**What to produce:**
Please restate, word for word, the lines below that begin at the one with "webpack:compile is issued" and end at the one with "PR #536, opened 2018-09-17". Leave out all other lines.
── Information shown ──
PR #3710, opened 2016-08-08
Fixes #13813 - Removed "\ " so ruby 1.8 could read the ENC

ShimShtein:


app/controllers/hosts_controller.rb
```diff
@@ -197,7 +197,7 @@ def externalNodes
     begin
       respond_to do |format|
         format.html { render :text => "<pre>#{ERB::Util.html_escape(@host.info.to_yaml)}</pre>" }
-        format.yml { render :text => @host.info.to_yaml }
+        format.yml { render :text => @host.info.to_yaml(:line_width => -1) }
```
iNecas: we should do this both fore html and yml version so have identical results

ShimShtein:
Fixed commit message and added fix for html output.

app/controllers/hosts_controller.rb
```diff
@@ -196,8 +196,8 @@ def externalNodes
 
     begin
       respond_to do |format|
-        format.html { render :text => "<pre>#{ERB::Util.html_escape(@host.info.to_yaml)}</pre>" }
-        format.yml { render :text => @host.info.to_yaml }
+        format.html { render :text => "<pre>#{ERB::Util.html_escape(@host.info.to_yaml(:line_width => -1))}</pre>" }
+        format.yml { render :text => @host.info.to_yaml(:line_width => -1) }
```
iNecas: i would suggest extracting the yaml into variable to reduce code duplicities. Good to merge after that.

ShimShtein:
Removed duplication.

iNecas:
Tested and it works well, Thanks @ShimShtein, merged as 0069c98dcb50a8960f92397921cfb8a98dc8401e

PR #3712, opened 2016-08-09
Fixes #16020 - Prevent reflective XSS on form validation

tbrisker:
Error messages for various form fields were not properly escaped to
prevent HTML from being insert into them. This caused a possible
reflective XSS in smart class parameter/varaible default value
validations.

### DIFF
--- a/app/helpers/form_helper.rb
+++ b/app/helpers/form_helper.rb
@@ -265,7 +265,7 @@ module FormHelper
   end
 
   def help_inline(inline, error)
-    help_inline = error.empty? ? inline : content_tag(:span, error.to_sentence.html_safe, :class => 'error-message')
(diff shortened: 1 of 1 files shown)


domcleal:
To the reviewer: please note that this was reported to foreman-security, though it appears to have no noticeable security impact, as the XSS is not stored. For this reason, no CVE will be requested, it's just a preventative measure.

dLobatog:
I looked for instances of `help_inline` and validations where we would call it with an error with HTML in it, didn't find any. It seems like the `.html_safe` call has been there for ages (0fe08ca9fe158e2cde30a15d2141a76c1de83e79) 

We call `.html_safe` on the result of `help_inline` on `add_help_to_label` too but I don't think it's a problem now. Merging

dLobatog:
Merged as cf0ce6d763014a0d637e402dc2266554b97beaa7, thanks @tbrisker!

PR #3713, opened 2016-08-09
refs #13768 - add random_name call to create_hosts permission

domcleal:


timogoebel:
Merged as 4a811e630eb93e4b38e9aaca5b0fb8dbe124557a, thanks @domcleal!

PR #3714, opened 2016-08-09
Fixes #16022 - Prevent stored XSS in host interface form

tbrisker:
The host interface form may contain a stored XSS in the identifier field
allowing a user allowed to edit a host's interfaces to cause code
execution by another user viewing that host's edit form.


dLobatog:
Merged as 53081ea14b30d66f0d67b62fe950a2c1463225f5, thanks @tbrisker!

PR #3716, opened 2016-08-09
Fixes #16025 - Fix ERB & params to import subnets from proxy

dLobatog:
Before this commit, the ERB would just throw a 500 because it tried to
show `@subnet.name` in a template for a `@subnet` that was still undefined.

Aside from that, the create_multiple method in the controller didn't
send the right call to filter the params, hence making it impossible to
create the imported subnets even with the ERB fix.

### DIFF
--- a/app/views/subnets/import.html.erb
+++ b/app/views/subnets/import.html.erb
@@ -1,19 +1,20 @@
 <% title _("Import IPv4 subnets") %>
 
-<h2><%= _("The following IPv4 subnets have been found") %></h2>
-
+<h4><%= _("The following IPv4 subnets have been found. Please review the details before creating them.") %></h4>
 <%= form_for "subnets[]", :url => create_multiple_subnets_path do |f| %>
   <% display_all = !minimal?(@subnets) %>
-  <div class="accordion" id='accordion1'>
+  <div class="panel-group" id='accordion1'>
   <% @subnets.each do |subnet| %>
-    <% id = 'subnet_fields_'+subnet.to_s.gsub('/','_').gsub('.','_') %>
-    <div class="accordion-group">
-      <div class="accordion-heading" >
-        <a class="accordion-toggle" data-toggle="collapse" data-parent='#accordion1' href="<%= '#'+id %>" data-original-title='review' rel='twipsy' > <%= subnet %> </a>
-        <%= link_to_function "x", "ignore_subnet(this)", :'data-original-title'=> 'ignore subnet', :rel=>'twipsy', :class => "label ignore-subnet" %>
+    <% id = 'subnet_fields_' + subnet.network_address.gsub('/','_').gsub('.','_') %>
+    <div class="panel panel-default">
+      <div class="panel-heading" >
+        <a class="panel-title" data-toggle="collapse" data-parent='#accordion1' href="<%= '#'+id %>" rel='twipsy' >
+          <%= subnet.network_address %>
+        </a>
+        <%= link_to_function "x", "ignore_subnet(this)", :'data-original-title'=> 'Ignore subnet', :rel=>'twipsy', :class => "label ignore-subnet" %>
       </div>
-      <div id="<%= id %>" class="accordion-body collapse <%= 'in' if display_all %>" >
-        <div class="accordion-inner">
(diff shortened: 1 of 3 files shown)


app/views/subnets/import.html.erb
```diff
@@ -1,19 +1,19 @@
...
+  <div class="panel-group" id='accordion1'>
   <% @subnets.each do |subnet| %>
-    <% id = 'subnet_fields_'+subnet.to_s.gsub('/','_').gsub('.','_') %>
-    <div class="accordion-group">
-      <div class="accordion-heading" >
-        <a class="accordion-toggle" data-toggle="collapse" data-parent='#accordion1' href="<%= '#'+id %>" data-original-title='review' rel='twipsy' > <%= subnet %> </a>
+    <% id = 'subnet_fields_' + subnet.network_address.gsub('/','_').gsub('.','_') %>
+    <div class="panel panel-default">
+      <div class="panel-heading" >
+        <a class="panel-title" data-toggle="collapse" data-parent='#accordion1' href="<%= '#'+id %>" data-original-title='review' rel='twipsy' >
```
domcleal: data-original-title should probably be removed here too, it just shows an untranslated tooltip saying "review" and isn't very helpful!

app/views/subnets/import.html.erb
```diff
@@ -1,19 +1,19 @@
 <% title _("Import IPv4 subnets") %>
 
-<h2><%= _("The following IPv4 subnets have been found") %></h2>
```
domcleal, line 3: This was probably still useful, and could even be expanded to say to review the details in the accordion below.

domcleal:
Could you also add a functional test for the import action itself, to check the page renders without errors based on some mocked proxy response?

test/functional/subnets_controller_test.rb
```diff
@@ -55,77 +55,117 @@ def test_destroy
     assert !Subnet.exists?(subnet.id)
   end
 
-  def test_freeip_fails_no_subnet
```
dLobatog, line 58: This is just makeup, nothing changed

test/functional/subnets_controller_test.rb
```diff
@@ -55,77 +55,117 @@ def test_destroy
...
+
+    test 'without view_params user should not see parameters in a subnet' do
+      setup_user "edit", "subnets"
+      subnet = FactoryGirl.create(:subnet_ipv4, :with_parameter)
+      get :edit, {:id => subnet.id}, set_session_user.merge(:user => users(:one).id)
+      assert_nil response.body['Parameter']
+    end
+  end
+
+  context 'import IPv4 subnets' do
```
dLobatog, line 124: Here start the changes

dLobatog:
Fixed - basically I added two tests for the import action in the controller & added back the h2 warning. Thanks for reviewing @domcleal !

app/views/subnets/import.html.erb
```diff
@@ -1,19 +1,20 @@
...
-
+<h2><%= _("The following IPv4 subnets have been found. Please review the details before creating them.") %></h2>
```
domcleal: Could you drop this to regular paragraph text, or perhaps try h3 etc? The text is very nearly the same size as the main title.

dLobatog:
Updated to decrease the font-size of the subtitle to h3 , also added col-md-8 so that the h3 tag is aligned with the title and the rest of the form

app/views/subnets/import.html.erb
```diff
@@ -1,19 +1,20 @@
 <% title _("Import IPv4 subnets") %>
 
-<h2><%= _("The following IPv4 subnets have been found") %></h2>
-
+<h4 class='col-md-8'><%= _("The following IPv4 subnets have been found. Please review the details before creating them.") %></h4>
```
domcleal: The `col-md-8` adds a `float: left` to this element which causes it to overlap:

selection_003

dLobatog:
Updated to remove the col-md-8 - sorry, I was trying it with the web inspector and I guess I disabled something and didn't realize, so the col-md looked fine.

domcleal:
[test] due to failed slave.

domcleal:
[test]

domcleal:
Merged as 4622318, thanks @dLobatog.

PR #3717, opened 2016-08-09
Fixes #16030 - Add foreman_cache_data to foreman-debug

chris1984:


dLobatog:
@chris1984 Thanks! This won't work with Puppet AIO though (it's , can you retrieve the lib directory via `puppet config print libdir`, or detect whether we have AIO vs regular puppet?

domcleal:
This directory will likely contain passwords and tokens which foreman-debug deliberately attempts _not_ to collect. The list of files should probably be filtered to exclude all credentials in this directory.

domcleal:
Did you mean to close this?

chris1984:
@domcleal sorry closed the wrong one

chris1984:
@domcleal This should filter out any passwords etc
https://github.com/theforeman/foreman/blob/develop/script/foreman-debug#L42-L55

domcleal:
> This should filter out any passwords etc
> https://github.com/theforeman/foreman/blob/develop/script/foreman-debug#L42-L55

The contents of the files are YAML strings without any of those keywords - the filter matches key/value type structures, filtering out any keys that match the known words.  Almost all files in this directory are likely to be sensitive, are they not?

chris1984:
Closing this out since its not needed

PR #3719, opened 2016-08-10
fixes #16046 - run webpack:compile as pre-req to test rake tasks

domcleal:
The webpack:compile task is now run before all rake test tasks,
including jenkins:*. Except for jenkins:integration, a failure in
webpack:compile is issued as a warning as unit tests don't require
webpack assets to run.

Using webpack:compile from the task definitions avoids the need to load
tasks from railties in test helpers and keeps rake task dependencies
defined together.


dLobatog:
Merged as 55de1d1cab2a70f5f94f4218f5f845c6b5463277, thanks @domcleal!

PR #523, opened 2018-08-21
[usercount.pl] fix crash when server doesn't have isupport

ailin-nemui:


dequis:
Hm, shouldn't we provide generic/empty defaults for servers like this?

PR #524, opened 2018-08-28
Feature update for slack_complete.pl

ossih:
* Support for common mentions (@here, @channel, @everyone)
* Use completion_char setting instead of hard coded colon
* Option to not add completion_char when completing first word of current line


ailin-nemui:
@mortenlj

PR #525, opened 2018-09-01
[dancer_hide_477] remove dancer_hide_477.pl

bw1:
### dancer-ircd
* =< 2005 [Freenode](https://en.wikipedia.org/wiki/Freenode#Server_software)
* =< 2013 [debian](https://tracker.debian.org/pkg/dancer-ircd)
* [wiki](https://en.wikipedia.org/wiki/Comparison_of_Internet_Relay_Chat_daemons)

@GeertHauwaerts


dequis:
477 is this in ircd-seven:

```
":%s 477 %s %s :Cannot join channel (+r) - you need to be identified with services"
```

Not sure there are reasons to hide this. The script limits to servers identified as dancer. It could always be replaced with trigger.pl with `-stop`, i think.

+1 for deleting i guess.

PR #528, opened 2018-09-07
added urlwindow.pl script

zdleaf:


ailin-nemui:
thanks for your contribution, can you please make your script work with
```
use strict;
```

zdleaf:
thanks - use strict; added

vague666:
Maybe use Regexp::Common and $RE{URI} to detect urls

PR #536, opened 2018-09-17
Rewrite code to work with window_default_hidelevel and other improvements

vague666:


bw1:
### old warnings
```
-!- Irssi: warning settings_get(window_default_hidelevel) : not found
-!- Irssi: Loaded script toggle_hidelevel
```
/show_levels_all , /hide_levels_all and/window togglelevel 
```
Use of uninitialized value in subroutine entry at 
/home/robert/versuche/irssi/current/./config/scripts/toggle_hidelevel.pl line 44.
```

vague666:
The warning is expected on pre 1.2.0, I don't know how else to check for the existence of a setting
But I'm not seeing the errors on line 44, try adding `|| 'NONE'` to line 43?

vague666:
I'm pretty sure I tested the version string method and at some point it must've worked, but changing the version now doesn't seem to do anything. I've seen some script use a date string instead so maybe I'll go with that instead

PR #537, opened 2018-09-20
[duckduckgo] add duckduckgo.pl

bw1:


vague666:
You really shouldn't parse html with regular expressions. Mojolicious makes this easy and has a built-in eventloop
───
**Answer to this exercise:**
webpack:compile is issued as a warning as unit tests don't require
webpack assets to run.

Using webpack:compile from the task definitions avoids the need to load
tasks from railties in test helpers and keeps rake task dependencies
defined together.


dLobatog:
Merged as 55de1d1cab2a70f5f94f4218f5f845c6b5463277, thanks @domcleal!

PR #523, opened 2018-08-21
[usercount.pl] fix crash when server doesn't have isupport

ailin-nemui:


dequis:
Hm, shouldn't we provide generic/empty defaults for servers like this?

PR #524, opened 2018-08-28
Feature update for slack_complete.pl

ossih:
* Support for common mentions (@here, @channel, @everyone)
* Use completion_char setting instead of hard coded colon
* Option to not add completion_char when completing first word of current line


ailin-nemui:
@mortenlj

PR #525, opened 2018-09-01
[dancer_hide_477] remove dancer_hide_477.pl

bw1:
### dancer-ircd
* =< 2005 [Freenode](https://en.wikipedia.org/wiki/Freenode#Server_software)
* =< 2013 [debian](https://tracker.debian.org/pkg/dancer-ircd)
* [wiki](https://en.wikipedia.org/wiki/Comparison_of_Internet_Relay_Chat_daemons)

@GeertHauwaerts


dequis:
477 is this in ircd-seven:

```
":%s 477 %s %s :Cannot join channel (+r) - you need to be identified with services"
```

Not sure there are reasons to hide this. The script limits to servers identified as dancer. It could always be replaced with trigger.pl with `-stop`, i think.

+1 for deleting i guess.

PR #528, opened 2018-09-07
added urlwindow.pl script

zdleaf:


ailin-nemui:
thanks for your contribution, can you please make your script work with
```
use strict;
```

zdleaf:
thanks - use strict; added

vague666:
Maybe use Regexp::Common and $RE{URI} to detect urls

PR #536, opened 2018-09-17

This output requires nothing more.